| PROBLEM TO SOLVE |
Lines below that hold the word "might" must be copied in full.
◇ ◇ ◇ ◇
PR #204, opened 2023-11-21
docs: auto-generate list of CLI commands and insert into docs/warcli.md

pinheadmz:
uses tabulate assuming merge of #201 

check it out: https://github.com/pinheadmz/warnet/blob/api-docs/docs/warcli.md

### DIFF
--- a/scripts/apidocs.py
+++ b/scripts/apidocs.py
@@ -17,7 +17,7 @@ def print_cmd(cmd, super=''):
         p['name'],
         p['type']['param_type'],
         p['required'],
-        p['default']
+        p['default'] if p['type']['param_type'] != "Path" else Path(p['default']).relative_to(Path.cwd())
     ] for p in cmd["params"]]
     doc += tabulate(data, headers=headers, tablefmt="github")
     doc += "\n\n"
--- a/scripts/apidocs.py
+++ b/scripts/apidocs.py
@@ -1,0 +1,44 @@
+import re
+import os
+from click import Context
+from warnet.cli.main import cli
+from tabulate import tabulate
+from pathlib import Path
+
+doc = ""
+
+def print_cmd(cmd, super=''):
+    global doc
+    doc += f"###{super} {cmd['name']}" + "\n"
+    doc += cmd["help"].strip() + "\n"
+    doc += "\noptions:\n"
+    headers = ["name", "type", "required", "default"]
+    data = [[
+        p['name'],
+        p['type']['param_type'],
+        p['required'],
+        p['default']
+    ] for p in cmd["params"]]
+    doc += tabulate(data, headers=headers, tablefmt="github")
+    doc += "\n\n"
+
+
+with Context(cli) as ctx:
+    info = ctx.to_info_dict()
+    for cmd in info["command"]["commands"].values():
+        if "commands" not in cmd:
+            print_cmd(cmd)
+        else:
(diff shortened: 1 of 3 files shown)


willcl-ark:
Looks awesome to me! Nice.

I'll fix up #201 first then we can do this one?

pinheadmz:
> I'll fix up #201 first then we can do this one?

cool, good plan. might tweak the style here and there on this as well

willcl-ark:
Code LGTM in general.

Just gave this a quick whizz rebase on top of #211 and it seemed to work well, except it uses my graph file path which needs manual change

image

It could be fixed with a patch like this, I believe:

```patch
diff --git a/src/warnet/cli/network.py b/src/warnet/cli/network.py
index 87f2d97..b235d3f 100644
--- a/src/warnet/cli/network.py
+++ b/src/warnet/cli/network.py
@@ -1,5 +1,5 @@
 import base64
-from pathlib import Path
+from pathlib import Path, PurePath
 
 import click
 from rich import print
@@ -8,7 +8,7 @@ from graphs import GRAPHS
 from warnet.cli.rpc import rpc_call
 
 
-DEFAULT_GRAPH_FILE = GRAPHS / "default.graphml"
+DEFAULT_GRAPH_FILE = PurePath(GRAPHS / "default.graphml")
 
 
 @click.group(name="network")
@@ -17,7 +17,7 @@ def network():
 
 
 @network.command()
-@click.argument("graph_file", default=DEFAULT_GRAPH_FILE, type=click.Path())
+@click.argument("graph_file", default=DEFAULT_GRAPH_FILE.relative_to(Path.cwd()), type=click.Path())
 @click.option("--force", default=False, is_flag=True, type=bool)
 @click.option("--network", default="warnet", show_default=True)
 def start(graph_file: Path, force: bool, network: str):
```

...which would use the relative path from where the script was run, to the graph file, instead.

pinheadmz:
thanks for reviewing Will, I modified the script to convert paths to relative when needed: 17da8a4b077a527a635f4656ea0b3db716efee5f

scripts/apidocs.py
```diff
@@ -0,0 +1,48 @@
...
+    global doc
+    doc += f"### `warcli{super} {cmd['name']}`" + "\n"
+    doc += cmd["help"].strip().replace("<", "\\<") + "\n"
+    doc += "\noptions:\n"
+    headers = ["name", "type", "required", "default"]
+    data = [[
+        p['name'],
+        p['type']['param_type'],
+        p['required'],
+        p['default'] if p['type']['param_type'] != "Path" else Path(p['default']).relative_to(Path.cwd())
```
pinheadmz, line 20: only caveat: script must be run from root directory. im ok with that

willcl-ark: I think that's fine too

willcl-ark (approved):
ACK 17da8a4b077a527a635f4656ea0b3db716efee5f

Re-ran after new relative path changes and got a 0 line diff 👍🏼 

```
will@ubuntu in ~/src/warnet on  api-docs [$?] is 📦 v1.0.0 via  v18.16.0 : 🐍 warnet
₿ python scripts/apidocs.py

will@ubuntu in ~/src/warnet on  api-docs [$?] is 📦 v1.0.0 via  v18.16.0 : 🐍 warnet
₿ git diff
```

PR #206, opened 2023-11-22
Added docker image build script for k8s

m3dwards:
Kubernetes default networking prevents bitcoin core from routing traffic between nodes. Until we have a better workaround for that problem these images are of a modified bitcoin core that will route to private IP addresses.

Unlike warnets standard bitcoin-core images which download bitcoin core binary, these images are built from bitcoin core source so that we can apply a patch.


willcl-ark:
Nice work!

> Until we have a better workaround for that problem these images are of a modified bitcoin core that will route to private IP addresses.

One nit in the desc, not for you but for future devs: Core always routes (traffic) to private IP addresses, but the patch marks the `CNetAddr` as `IsRoutable()` which in turn affects it's "reachability" (according to Core) and therefore whether they should be gossiped (or not) on the network in `addr` messages.

Will take a proper look later.

josibake:
this needs a few changes:

- following a discussion in the chat, we should just use the same image for both docker and k8s, since we are moving towards just using the patch for now
- we dont need to download binaries 
- we should figure out how to build older tagged versions on an ad hoc basis (low priority for now)

scripts/build-bitcoin-images-k8s.sh
```diff
@@ -0,0 +1,54 @@
...
+        echo "IMAGE_FULL_NAME=${IMAGE_FULL_NAME}"
+
+        # Use Buildx to build the image for the specified architecture
+        docker buildx build --platform linux/"${DOCKER_ARCH}" \
+            --provenance=false \
+            --build-arg REPO="${REPO}" \
+            --build-arg BRANCH="v${VERSION}" \
+            --build-arg BUILD_ARGS="${BUILD_ARGS}" \
+            --tag "${IMAGE_FULL_NAME}" \
+            . --push
```
willcl-ark, line 48: This was not specifying `--file Dockerfile_k8s` so (for me) it was using the default `Dockerfile`.

This could be why @josibake observed networking not working? (perhaps patch not applied?)

m3dwards: Could have been. I might have built and pushed the images and then renamed the Dockerfile but forgot to update it here. I might be misremembering but I thought I saw bitcoind compiling.

m3dwards: We should re-push the images though as there is doubt.

josibake: were the images re-pushed? if not no worries, was going to do it now as part of testing this PR

willcl-ark: I did not re-push anything

willcl-ark:
Removed my commits for now, as we are not sure if the patch actually works?

josibake:
> Removed my commits for now, as we are not sure if the patch actually works?

why not just keep the PR open for now with the commits? still works for docker, we just tell docker to assign IPs in a `/8` subnet and can still remove code where we are manually generating and assigning the IPs.

still need to do some thinking about k8s, but until then i dont see any point in remove commits from the PR

willcl-ark:
The pr is open?

josibake:
> The pr is open?

"..with the commits"

willcl-ark:
LGTM.
Let's get this in for now then.

willcl-ark:
I am pushing v26.0 to [docker hub](https://hub.docker.com/repository/docker/bitcoindevproject/k8s-bitcoin-core/general) too, so that main graph should work on k8s

PR #211, opened 2023-11-27
add persist option to network_down

### LINKED ISSUE #209: Prevent docker compose based warnet from downloading the same docker images so many times
This could be more of an issue for developers of warnet who are running frequent tests rather than users who will likely just pull once.

A suggestion could be to add a flag to request to keep the images when stopping (compose down) a network.

Alternatively, would developer documentation suggesting to manually pull commonly used images solve the problem as I think compose will only remove images that it pulled as part of it's up command.

willcl-ark:
Closes: #209

For docker, this enables keeping the images in local docker registry and not needing to pull them again.

Use with:

```
docker network down --persist
```

This is off by default, unsure whether on-by-default makes more sense? It's mainly going to be folks like us using it?...

### DIFF
--- a/src/interfaces/docker_interface.py
+++ b/src/interfaces/docker_interface.py
@@ -1,6 +1,7 @@
 import logging
 import re
 import shutil
+import shlex
 import subprocess
 import yaml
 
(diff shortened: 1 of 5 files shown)


src/interfaces/docker_interface.py
```diff
@@ -82,23 +83,27 @@ def up(self):
...
-                if process.stdout:
-                    for line in process.stdout:
-                        logger.info(line.decode().rstrip())
-        except Exception as e:
-            logger.error(
-                f"An error occurred while executing `{' '.join(command)}` in {self.config_dir}: {e}"
-            )
+    def down(self, persist):
+        if persist:
+            commands = [shlex.split("docker compose stop"), shlex.split("docker compose rm --force")]
```
pinheadmz, line 88: so, wait. if `persist` is `True` then we execute `rm --force` ?

pinheadmz: Also, do we really need another module import just to convert a string with spaces to a list? :-P

willcl-ark:
re-tested and `main` does not persist images for me

image

willcl-ark:
Doh, maybe I'm wrong. No idea what `ls` is doing here, but it seems the images _are_ in `docker images` (but not `docker images ls`)

image

willcl-ark:
Going to close for now as this seems fine

PR #214, opened 2023-12-05
Use ruff formatter

willcl-ark:
No more thinking about formatting. Also includes an action so we don't regress.

Run locally with the following (which will use the rules from pyproject.toml):

* linter: `ruff check .` or to auto-fix `ruff check . --fix`
* formatter: `ruff format .`

Docs: https://docs.astral.sh/ruff/


willcl-ark:
We should run a formatter over the codebase and enforce it going forward.

`black` or `ruff` should produce the same format IIUC, but seems like `ruff` is superior.

Issue #189, opened 2023-10-31
Fix IP addresses 


josibake:
Currently, we still have a method that randomly generates a fake IP address if `Tank._ipv4` is None. To get around this, I'm waiting for the pods to spin up and then getting the IP and setting it on the tank, which is pretty gross and will be super slow when spinning up 100s of nodes. We should move all the IP functions into the abstract base class , and grab the IP directly from the container when we need it (same as we were doing in docker land).

willcl-ark:
I think this would be moot with #303 

What did you want IP addresses for? We using hostnames now yo!

willcl-ark:
Closing as we use hostnames externally and patches on bitcoind

PR #215, opened 2023-12-07
move IP generators into an abstract base class

TChukwuleta:
A proposed fix for #189 

Created an abstract base class for the IP generator and let every other class that needs the fake IP generator including the Tank as well as LNNode inherit it.

@josibake  Kindly review. Thanks

### DIFF
--- a/src/warnet/ip_generator.py
+++ b/src/warnet/ip_generator.py
@@ -3,10 +3,6 @@ import ipaddress
 import random
 
 class IPV4AddressGenerator(ABC):
-    @abstractmethod
-    def get_ip(self):
-        pass
-
     def generate_ipv4_addr(self, subnet):
         """
         Generate a valid random IPv4 address within the given subnet.
--- a/src/warnet/ip_generator.py
+++ b/src/warnet/ip_generator.py
@@ -1,0 +1,49 @@
+from abc import ABC, abstractmethod
+import ipaddress
+import random
+
+class IPV4AddressGenerator(ABC):
+    @abstractmethod
+    def get_ip(self):
+        pass
+
+    def generate_ipv4_addr(self, subnet):
+        """
+        Generate a valid random IPv4 address within the given subnet.
+
+        :param subnet: Subnet in CIDR notation (e.g., '100.0.0.0/8')
+        :return: Random IP address within the subnet
+        """
+        reserved_ips = [
+            "0.0.0.0/8",
+            "10.0.0.0/8",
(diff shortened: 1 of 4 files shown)


josibake:
Hey @TChukwuleta ! Welcome to warnet :smile: 

Now that we are closer to having the kubernetes backend finished, I think we are going to move away from setting the IP addresses manually all together, and instead just apply a patch to bitcoin core that ignores the `IsRoutable()` function. This simplifies things quite a bit and means we will probably get rid of all of this IP related code altogether.

The patched docker image is being worked on here: https://github.com/bitcoin-dev-project/warnet/pull/206

I think we can keep this PR open for now until we have the patched docker images full ironed out, in case we need to back to generating the addresses.

TChukwuleta:
> Hey @TChukwuleta ! Welcome to warnet 😄
> 
> Now that we are closer to having the kubernetes backend finished, I think we are going to move away from setting the IP addresses manually all together, and instead just apply a patch to bitcoin core that ignores the `IsRoutable()` function. This simplifies things quite a bit and means we will probably get rid of all of this IP related code altogether.
> 
> The patched docker image is being worked on here: #206
> 
> I think we can keep this PR open for now until we have the patched docker images full ironed out, in case we need to back to generating the addresses.

Thanks Josie. would there be anything to do to assist on getting out the patched docker image? else, I'd look for another issue to hop on

willcl-ark:
If we use the k8s images (post https://github.com/bitcoin-dev-project/warnet/pull/241 ) in docker, we can get rid of all the ip address generation stuff from the repo.

Even if we want to add ASMap (https://github.com/bitcoin-dev-project/warnet/pull/217) we can simply map the assigned ip address to a new AS manually, as I did in the linked PR...

@m3dwards @josibake @pinheadmz

josibake:
> If we use the k8s images (post #241 ) in docker, we can get rid of all the ip address generation stuff from the repo.
> 
> Even if we want to add ASMap (#217) we can simply map the assigned ip address to a new AS manually, as I did in the linked PR...
> 
> @m3dwards @josibake @pinheadmz

Tend to agree as I don't think we'd even have the ability to set IP addresses on a managed k8s cluster. Also, with the isroutable patch for docker, I don't think we need to manually specify addresses, just need to pick the appropriate subnet. I'd say we close this for now and then can reopen if we do end up needing the IP addresses.

m3dwards:
Thanks for PR @TChukwuleta but I have to agree that it shouldn't be needed now.

PR #216, opened 2023-12-07
Add lightning cli command to warnet cli and warnet rpc

### LINKED ISSUE #213: LN RPC is missing from CLI and Warnet RPC
It would be useful to be able to run lightning rpc commands from warcli and warnet rpc.

This is needed to make the ln_test.py test run under k8s as right now it relies on creating an internal warnet object to run lightning rpc commands which is not feasible when warnet is running on another machine or k8s cluster.

m3dwards:
Fixes: #213

### DIFF
--- a/src/backends/backend_interface.py
+++ b/src/backends/backend_interface.py
@@ -1,6 +1,7 @@
 from abc import ABC, abstractmethod
 from pathlib import Path
 from enum import Enum
+from typing import List
 
 
 class ServiceType(Enum):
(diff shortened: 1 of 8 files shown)


pinheadmz:
concept ACK, rebased on main bc we dont have arm images for 25.1 😭

pinheadmz (approved):
ACK
tested locally and fixed lint for CI.  if the light is green, merge it!

PR #391, opened 2021-03-29
Hide CustomResourceFacade, make EventDispatcher & ExecutionScope parameterized

### LINKED ISSUE #389: Remove CustomResourceFacade
Its only purpose seems to be for testing purpose and we should probably use the mock server provided by the fabric8 client for that purpose: https://github.com/fabric8io/kubernetes-client#mocking-kubernetes

metacosm:
It turns out that completely removing `CustomResourceFacade` is more work than is worth. This PR thus limits its exposure by making it only accessible from the defining package so that it can still be used to control tests but doesn't unnecessarily "pollute" the rest of the code.

Also took the opportunity to make `EventDispatcher` and `ExecutionScope` parameterized so that it's clearer that they work with a single type of resource.

Fixes #389.

### DIFF
--- a/operator-framework-core/src/main/java/io/javaoperatorsdk/operator/Operator.java
+++ b/operator-framework-core/src/main/java/io/javaoperatorsdk/operator/Operator.java
@@ -137,9 +137,7 @@ public class Operator {
       }
 
       final var client = k8sClient.customResources(resClass);
-      EventDispatcher dispatcher =
-          new EventDispatcher(
-              controller, finalizer, new EventDispatcher.CustomResourceFacade(client));
+      EventDispatcher dispatcher = new EventDispatcher(controller, finalizer, client);
 
       CustomResourceCache customResourceCache = new CustomResourceCache(objectMapper);
       DefaultEventHandler defaultEventHandler =
--- a/operator-framework-core/src/main/java/io/javaoperatorsdk/operator/Operator.java
+++ b/operator-framework-core/src/main/java/io/javaoperatorsdk/operator/Operator.java
@@ -137,7 +137,7 @@ public class Operator {
       }
 
       final var client = k8sClient.customResources(resClass);
-      EventDispatcher dispatcher = new EventDispatcher(controller, finalizer, client);
+      EventDispatcher<R> dispatcher = new EventDispatcher<>(controller, finalizer, client);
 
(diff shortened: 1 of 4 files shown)


csviri:
@metacosm I think we should also change the samples at least in this repository, to see how this looks on them.

metacosm:
> @metacosm I think we should also change the samples at least in this repository, to see how this looks on them.

Not sure I follow as the classes that were changed are not meant to be accessed by client code?

csviri:
> > @metacosm I think we should also change the samples at least in this repository, to see how this looks on them.
> 
> Not sure I follow as the classes that were changed are not meant to be accessed by client code?
Ahh sorry, Context, but it is already there.

To be honest not think this is needed, I did not put there generics for these classes, since never will be used this way, so putting there generics is more confusing if somebody reading the code. Note that you never instantiate with the generics set for a concrete class. 

Could you phrase what is the benefit of this?

metacosm:
I have to admit that I don't understand your last comment. 

The benefit of using generics is that they make it clear and enforce the fact that a class is meant to only work with a single type, not a mix of different ones. This makes the intent clearer and makes the code easier to check.

csviri:
So originally this was intentional that we did not put there generics. Since it's never instantiated with a class in it. Like you never do in the code EventDispatcher<SampleCustomResource>, that's why we did not put there generics. So it's not confusing from this perspective.

csviri:
But If this is more readable for you I fine with it.

csviri (approved):

metacosm:
> So originally this was intentional that we did not put there generics. Since it's never instantiated with a class in it. Like you never do in the code `EventDispatcher<SampleCustomResource>,` that's why we did not put there generics. So it's not confusing from this perspective.

That indeed wasn't the case before but now it is, see https://github.com/java-operator-sdk/java-operator-sdk/pull/391/files#diff-796c0b8116ea0feea6e7d5a6c922d0b308f2629647c16a72bc7508f2da40984aR140. It also makes sense because the `EventDispatcher` is tied to the controller so we should enforce that it only deals with the specific custom resource that the controller deals with. It's not simply a matter of readability, it's also a matter of correctness and intent. It's not so obvious when generics are not used that an `EventDispatcher` only deals with one kind of custom resource.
◇ ◇ ◇ ◇
| RESPONSE BELOW |
cool, good plan. might tweak the style here and there on this as well
m3dwards: Could have been. I might have built and pushed the images and then renamed the Dockerfile but forgot to update it here. I might be misremembering but I thought I saw bitcoind compiling.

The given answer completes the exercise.